◆ Task details ◆
Repeat only the stretch of lines below that runs from the line with "PR #434, opened 2017-02-04" through the line with "register = Registry()", unaltered.

Data records:
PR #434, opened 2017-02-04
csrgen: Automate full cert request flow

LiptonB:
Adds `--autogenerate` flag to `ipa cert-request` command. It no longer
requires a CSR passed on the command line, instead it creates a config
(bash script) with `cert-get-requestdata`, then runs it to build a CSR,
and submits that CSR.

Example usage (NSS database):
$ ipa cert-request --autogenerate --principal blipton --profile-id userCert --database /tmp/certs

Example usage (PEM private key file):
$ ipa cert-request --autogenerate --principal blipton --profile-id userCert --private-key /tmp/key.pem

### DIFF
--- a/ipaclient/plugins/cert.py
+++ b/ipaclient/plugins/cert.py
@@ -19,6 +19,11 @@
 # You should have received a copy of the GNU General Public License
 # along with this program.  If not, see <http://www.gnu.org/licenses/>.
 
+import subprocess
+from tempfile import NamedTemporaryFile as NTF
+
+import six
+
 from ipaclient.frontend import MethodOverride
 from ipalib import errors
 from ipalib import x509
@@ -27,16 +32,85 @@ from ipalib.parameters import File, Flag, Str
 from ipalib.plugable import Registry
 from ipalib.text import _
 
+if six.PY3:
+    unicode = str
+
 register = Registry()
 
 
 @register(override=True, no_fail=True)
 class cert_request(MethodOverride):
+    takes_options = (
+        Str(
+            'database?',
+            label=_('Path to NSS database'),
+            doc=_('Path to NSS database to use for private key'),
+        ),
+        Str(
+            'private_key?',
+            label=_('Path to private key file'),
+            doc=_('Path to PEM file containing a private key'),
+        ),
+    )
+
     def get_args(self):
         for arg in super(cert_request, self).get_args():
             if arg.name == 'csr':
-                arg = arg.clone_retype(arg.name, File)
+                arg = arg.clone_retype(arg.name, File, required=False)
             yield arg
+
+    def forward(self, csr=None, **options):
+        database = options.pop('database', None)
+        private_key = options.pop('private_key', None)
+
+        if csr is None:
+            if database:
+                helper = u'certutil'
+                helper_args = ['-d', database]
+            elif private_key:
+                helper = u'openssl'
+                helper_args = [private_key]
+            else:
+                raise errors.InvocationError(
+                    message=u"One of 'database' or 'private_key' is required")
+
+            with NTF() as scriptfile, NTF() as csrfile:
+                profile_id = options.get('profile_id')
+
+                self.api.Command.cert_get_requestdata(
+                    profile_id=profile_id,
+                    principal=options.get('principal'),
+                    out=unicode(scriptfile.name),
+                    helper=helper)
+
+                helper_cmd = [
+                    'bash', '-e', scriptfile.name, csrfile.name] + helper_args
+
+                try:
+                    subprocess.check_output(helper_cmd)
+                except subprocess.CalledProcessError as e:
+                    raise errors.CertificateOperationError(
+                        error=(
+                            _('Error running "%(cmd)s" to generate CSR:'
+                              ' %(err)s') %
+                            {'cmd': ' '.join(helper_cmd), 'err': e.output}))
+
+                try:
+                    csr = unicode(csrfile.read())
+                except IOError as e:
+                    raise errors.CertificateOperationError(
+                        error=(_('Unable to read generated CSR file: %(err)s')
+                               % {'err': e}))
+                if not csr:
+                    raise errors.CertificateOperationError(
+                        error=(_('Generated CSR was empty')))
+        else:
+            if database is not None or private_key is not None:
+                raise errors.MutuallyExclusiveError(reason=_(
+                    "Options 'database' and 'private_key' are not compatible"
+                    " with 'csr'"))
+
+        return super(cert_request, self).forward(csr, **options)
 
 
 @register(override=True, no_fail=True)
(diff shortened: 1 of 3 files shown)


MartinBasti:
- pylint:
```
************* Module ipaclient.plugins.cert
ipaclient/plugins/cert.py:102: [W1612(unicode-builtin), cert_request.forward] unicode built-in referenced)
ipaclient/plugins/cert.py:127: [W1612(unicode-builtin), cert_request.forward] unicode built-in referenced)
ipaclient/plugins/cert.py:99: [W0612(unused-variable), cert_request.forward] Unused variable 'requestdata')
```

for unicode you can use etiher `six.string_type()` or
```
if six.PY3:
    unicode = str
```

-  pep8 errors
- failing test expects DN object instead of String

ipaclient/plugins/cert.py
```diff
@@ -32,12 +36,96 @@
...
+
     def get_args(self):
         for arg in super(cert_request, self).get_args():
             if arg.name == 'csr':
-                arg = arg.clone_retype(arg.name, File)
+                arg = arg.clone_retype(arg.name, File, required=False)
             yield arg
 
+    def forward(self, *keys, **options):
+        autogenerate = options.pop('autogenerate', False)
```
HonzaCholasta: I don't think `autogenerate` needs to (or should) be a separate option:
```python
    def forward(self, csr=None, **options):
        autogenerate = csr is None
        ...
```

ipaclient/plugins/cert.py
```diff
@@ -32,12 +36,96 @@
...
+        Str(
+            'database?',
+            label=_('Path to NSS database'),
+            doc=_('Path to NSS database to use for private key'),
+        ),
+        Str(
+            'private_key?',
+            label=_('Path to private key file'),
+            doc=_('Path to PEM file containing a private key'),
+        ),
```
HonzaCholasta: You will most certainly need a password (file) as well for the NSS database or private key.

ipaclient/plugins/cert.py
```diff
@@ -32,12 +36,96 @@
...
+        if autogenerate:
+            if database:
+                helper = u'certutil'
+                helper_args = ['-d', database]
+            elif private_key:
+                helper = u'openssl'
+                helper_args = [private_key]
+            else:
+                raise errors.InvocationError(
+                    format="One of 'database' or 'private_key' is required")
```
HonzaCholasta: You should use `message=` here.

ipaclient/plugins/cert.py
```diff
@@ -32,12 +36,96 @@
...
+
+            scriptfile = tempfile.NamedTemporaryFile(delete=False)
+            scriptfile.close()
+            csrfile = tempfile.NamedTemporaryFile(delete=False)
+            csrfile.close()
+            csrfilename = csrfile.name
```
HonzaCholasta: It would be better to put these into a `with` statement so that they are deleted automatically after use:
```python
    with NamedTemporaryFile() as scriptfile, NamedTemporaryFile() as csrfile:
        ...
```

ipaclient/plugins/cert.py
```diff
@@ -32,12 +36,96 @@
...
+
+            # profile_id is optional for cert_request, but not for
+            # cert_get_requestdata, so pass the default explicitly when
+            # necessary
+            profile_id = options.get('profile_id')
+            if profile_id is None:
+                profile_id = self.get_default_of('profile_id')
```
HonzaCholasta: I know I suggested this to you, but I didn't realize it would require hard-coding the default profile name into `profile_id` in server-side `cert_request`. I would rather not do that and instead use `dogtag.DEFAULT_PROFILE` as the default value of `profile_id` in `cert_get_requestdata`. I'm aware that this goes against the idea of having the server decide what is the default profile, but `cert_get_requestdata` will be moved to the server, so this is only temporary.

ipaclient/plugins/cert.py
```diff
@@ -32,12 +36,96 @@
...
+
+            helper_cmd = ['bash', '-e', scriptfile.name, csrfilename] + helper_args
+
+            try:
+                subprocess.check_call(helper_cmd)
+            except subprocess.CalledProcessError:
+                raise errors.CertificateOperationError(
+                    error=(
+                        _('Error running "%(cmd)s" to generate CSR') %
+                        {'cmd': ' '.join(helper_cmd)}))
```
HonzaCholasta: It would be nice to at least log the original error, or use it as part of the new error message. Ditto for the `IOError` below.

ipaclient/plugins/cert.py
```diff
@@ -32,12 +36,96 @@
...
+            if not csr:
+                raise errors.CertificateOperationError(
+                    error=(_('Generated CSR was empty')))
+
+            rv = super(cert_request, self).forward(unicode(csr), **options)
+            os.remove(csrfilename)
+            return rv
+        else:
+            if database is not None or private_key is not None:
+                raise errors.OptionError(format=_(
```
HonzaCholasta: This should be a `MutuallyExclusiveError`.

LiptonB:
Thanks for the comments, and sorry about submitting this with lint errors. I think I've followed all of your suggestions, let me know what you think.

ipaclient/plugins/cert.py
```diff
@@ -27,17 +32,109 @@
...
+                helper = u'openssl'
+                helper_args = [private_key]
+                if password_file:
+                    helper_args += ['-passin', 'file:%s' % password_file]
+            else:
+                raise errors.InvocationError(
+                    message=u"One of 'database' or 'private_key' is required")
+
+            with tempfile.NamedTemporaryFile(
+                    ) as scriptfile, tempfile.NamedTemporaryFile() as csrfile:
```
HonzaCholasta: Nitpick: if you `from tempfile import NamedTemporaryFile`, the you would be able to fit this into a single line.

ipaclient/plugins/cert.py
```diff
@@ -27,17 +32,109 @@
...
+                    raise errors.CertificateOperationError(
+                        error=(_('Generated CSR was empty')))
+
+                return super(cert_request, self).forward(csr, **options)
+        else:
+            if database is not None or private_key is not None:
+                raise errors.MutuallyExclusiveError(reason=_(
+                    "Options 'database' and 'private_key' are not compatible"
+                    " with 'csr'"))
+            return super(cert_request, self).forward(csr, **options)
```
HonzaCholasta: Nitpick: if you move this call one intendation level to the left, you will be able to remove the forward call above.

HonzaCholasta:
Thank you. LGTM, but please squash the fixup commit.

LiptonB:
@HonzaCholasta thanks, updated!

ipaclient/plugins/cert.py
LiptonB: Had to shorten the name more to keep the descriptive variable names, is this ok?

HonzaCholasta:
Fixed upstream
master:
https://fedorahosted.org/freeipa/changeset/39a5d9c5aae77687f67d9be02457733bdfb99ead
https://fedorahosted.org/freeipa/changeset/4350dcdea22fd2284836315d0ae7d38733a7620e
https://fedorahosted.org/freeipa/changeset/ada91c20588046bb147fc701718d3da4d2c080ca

* * *

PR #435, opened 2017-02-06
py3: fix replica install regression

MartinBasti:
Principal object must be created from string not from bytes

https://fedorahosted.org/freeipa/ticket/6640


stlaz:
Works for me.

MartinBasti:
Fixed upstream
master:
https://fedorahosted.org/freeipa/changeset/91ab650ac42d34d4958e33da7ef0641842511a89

◆ Finished task ◆
PR #434, opened 2017-02-04
csrgen: Automate full cert request flow

LiptonB:
Adds `--autogenerate` flag to `ipa cert-request` command. It no longer
requires a CSR passed on the command line, instead it creates a config
(bash script) with `cert-get-requestdata`, then runs it to build a CSR,
and submits that CSR.

Example usage (NSS database):
$ ipa cert-request --autogenerate --principal blipton --profile-id userCert --database /tmp/certs

Example usage (PEM private key file):
$ ipa cert-request --autogenerate --principal blipton --profile-id userCert --private-key /tmp/key.pem

### DIFF
--- a/ipaclient/plugins/cert.py
+++ b/ipaclient/plugins/cert.py
@@ -19,6 +19,11 @@
 # You should have received a copy of the GNU General Public License
 # along with this program.  If not, see <http://www.gnu.org/licenses/>.
 
+import subprocess
+from tempfile import NamedTemporaryFile as NTF
+
+import six
+
 from ipaclient.frontend import MethodOverride
 from ipalib import errors
 from ipalib import x509
@@ -27,16 +32,85 @@ from ipalib.parameters import File, Flag, Str
 from ipalib.plugable import Registry
 from ipalib.text import _
 
+if six.PY3:
+    unicode = str
+
 register = Registry()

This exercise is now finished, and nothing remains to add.